Well as a final update, I checked my pee and dragons blood this morning and couldn't see any floaters at all. Either I was seeing things or I had disturbed the lees as I was moving the jugs. Anyway, I will be racking and back sweetening tonight or tomorrow!


----------



## dangerdave (May 18, 2013)

Great to hear, Chase! Sparkolloid, while great at clearing wine, does produce very fluffy lees. You have to be careful when racking or moving to make sure you don't stir things up. The lees do become more compact over time, but we're not giving the DB time, are we. The point is to be able to make good wine very fast.

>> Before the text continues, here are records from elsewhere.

PR #140, opened 2021-12-01
Delete expression language

glyn:
There does not seem to be an appetite for doing the necessary spec work. This PR will test that assertion.

Filter expressions are still supported, but not "container expressions", of the form [(...)].

### DIFF
--- a/draft-ietf-jsonpath-base.md
+++ b/draft-ietf-jsonpath-base.md
@@ -188,7 +188,7 @@ Name:
   It is included here for completeness.
 
 Element:
-: A value in an array. (Not to be confused with XML element)
+: A value in an array. (Not to be confused with XML element.)
 
 Index:
 : A non-negative integer that identifies a specific element in an array.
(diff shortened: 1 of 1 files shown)


draft-ietf-jsonpath-base.md
```diff
@@ -1142,30 +1125,6 @@ Some examples:
...
 | `{"a":{"b":{5},c:0}}` | `$[?@.b==5 && !@.c]` | `[{"b":{5},c:0}]` | Existence  |
 
-
-# Expression Language
-
-> Task (T2): Separate out expression language.  For now, this section
-> is a repository for ABNF taken from {{-json}}.  This needs to be
-> deduplicated with definitions above.
-
-~~~~ abnf
```
cabo, line 1152: We need to keep `number`, `true`, `false`, `null`.
(We also need to define slice-index.)

glyn: > We need to keep number, true, false, null.

Oops. I reintroduced them.

> (We also need to define slice-index.)

Noted. Out of scope for this PR.

goessner (approved):

gregsdennis:
I think this can be added later, similar to the consensus for `in`.

Personally I still see value in having it.

PR #141, opened 2021-12-01
Continue 137 (technical changes)

cabo:


draft-ietf-jsonpath-base.md
```diff
@@ -1113,19 +1106,17 @@ The following table lists filter expression operators in order of precedence fro
...
-| Number |  `!0`   | `true` | `false` for non-zero number  |
-| String |  `!""`<br>`!''`  | `true` | `false` for non-empty string  |
-| `null` |  `!null`| `true` | —  |
-| `true` |  `!true`| `false`| —  |
-| `false`| `!false`| `true` | —  |
-| Object | `!{}`<br>`!{a:0}` | `false`| always `false` |
-| Array | `![]`<br>`![0]` | `false`| always `false` |
+| Type    | Negation          | Result   | Comment        |
+| :----:  | :---------:       | :------: | :-------:      |
+| Number  | `!0`              | `false`  | always `false` |
```
glyn, line 1113: Would it be worth adding a row for `!1` to hammer home the rules?

glyn (commented):
Much as I continue to hate "falsiness", this is progress. One comment.

draft-ietf-jsonpath-base.md
cabo: Good idea.  !1 and !"a" like in the other rows with multiple values.

goessner: yes .. good catch.

draft-ietf-jsonpath-base.md
```diff
@@ -1113,19 +1106,17 @@ The following table lists filter expression operators in order of precedence fro
 
 The `filter-selector` works with arrays and objects exclusively. Its result might be a list of *zero*, *one*, *multiple* or *all* of their element or member values then. Applied to other value types, it will select nothing.
 
-**FIXME**: The zero number/empty string exceptions are no longer true.  Booleans work the same everywhere.
-
 Negation operator `neg-op` allows to test *falsiness* of values.
```
goessner, line 1109: So what about:

Negation operator `neg-op` allows to test for implicit boolean conversion of values resulting in `false`.

draft-ietf-jsonpath-base.md
```diff
@@ -1113,19 +1106,17 @@ The following table lists filter expression operators in order of precedence fro
...
+| Number  | `!0`              | `false`  | always `false` |
+| String  | `!""`<br>`!''`    | `false`  | always `false` |
+| `null`  | `!null`           | `true`   | —              |
+| `true`  | `!true`           | `false`  | —              |
+| `false` | `!false`          | `true`   | —              |
+| Object  | `!{}`<br>`!{a:0}` | `false`  | always `false` |
+| Array   | `![]`<br>`![0]`   | `false`  | always `false` |
 {: title="Test falsiness of JSON values" }
 
 Applying negation operator twice `!!` gives us *truthiness* of values.
```
goessner, line 1122: In the same way:

Applying negation operator twice `!!`  allows to test for implicit boolean conversion of values resulting in `true`.

glyn (approved):
LGTM, thanks.

draft-ietf-jsonpath-base.md
glyn: Applying a similar rewording to above gives us:
```suggestion
Negation operator `neg-op` applied twice to a non-boolean value implicitly converts the value to boolean.
```

I find the terms "falsiness" and "truthiness" to be fairly opaque. If we are going to use them, we'll need to define them properly. But unless they add value for some readers, we could drop them as per my suggested rewordings.

draft-ietf-jsonpath-base.md
glyn: > Negation operator `neg-op` allows to test *falsiness* of values.

The English is rather stilted, so please can we tidy it up as part of this PR?

I'd suggest something like:
```suggestion
Negation operator `neg-op` of a non-boolean value implicitly converts the value to boolean and then negates the result.
```

glyn:
@cabo It would be good to address @goessner's comments in this PR. I have made some suggestions, but feel free to pick them apart if you are keen to retain "truthiness" and "falsiness". BTW perhjaps I struggle with the latter term because of the existence of some [English slang](https://idioms.thefreedictionary.com/falsies).

glyn:
> Indeed. It is not that easy to say here what needs to be said, so I'm still in thinking mode. Thanks for the pointer to English slang; of course I was completely unaware. We don't want to use the fooiness terms. Interestingly, the remaining grammar does not seem to have a place where JSON values are implicitly converted to Boolean; this is now all explicit unless I'm missing something. So maybe we don't need this table (and its legend) at all?

You're right! The two occurrences of `neg-op` are as follows.

> exist-expr   = [neg-op S] path

which simply tests for non-existence of a value(s) selected by a path and does not depend on the actual values themselves.

> paren-expr   = [neg-op S] "(" S boolean-expr S ")"    ; parenthesized expression

which negates a _boolean_ expression. Looking at the details of `boolean-expr`, there's no way it can result in a value which might need to be converted to boolean.

So please can we scrap the table and kiss "fooiness" goodbye once and for all?

cabo:
I think we should first merge it and then delete it, in case we need to resurrect it later.

goessner:
what's about ...`$[? !(@.heaven == 'blue' && @.sun == 'shining')]` which can surely be converted to a negated form. But sometimes someone doesn't want to do that ... like in any programming language.

Nevertheless I second to kick fooiness out.

cabo:
> what's about ...`$[? !(@.heaven == 'blue' && @.sun == 'shining')]` which can surely be converted to a negated form. 

Comparisons already yield Boolean values, as does `&&`/`||`.

goessner:
Well, then in fact I misunderstood Glyn's comment above ... I agree to remove the conversion table as superfluous.

PR #143, opened 2021-12-02
Allow any regular expression syntax

glyn:
This is a deliberately provocative PR showing one option in the absence of a suitable regular expression standard.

In the future, if you intend to bottle any for a length of time, you might want to consider a low cost filtering system.

Cheers, my man! 

Edit: Oh, and consider yourself a member of SOWMUG, with all of the rights and privileges thereof (none).


----------



## chasemandingo (May 18, 2013)

Very fluffy lees indeed! I was racking today and ended up disturbing the lees so bad that I lost about 12 ounces of pee. It is alright though since I accidentally used lime juice instead of lemon and the taste was a bit much so the added water helped. I over sweetened it as well ended up around 1.018-1.02. It is now in the frig so as to guarantee fermentation will not start up again. I don't have bottles, corks or a corker so I may be drinking straight from the jug come Memorial Day lol. I also started a lemon lime cherry pee today. 4 oz lime juice 6 oz. lemon, 12 oz. of unsweetened tart cherry juice and a pound of sweet black cherries in a nylon bag. S.G. was 1.01. A little high I know but that way it balances out when racking lol. If it works out I will post a recipe here with brand names and everything.


----------



## dangerdave (May 18, 2013)

Out of my six gallon batches, I always put several gallons into gallon jugs and store them in the fridge. If not, then I would be doing a whole lot more bottling. It's a favorate at my house.


----------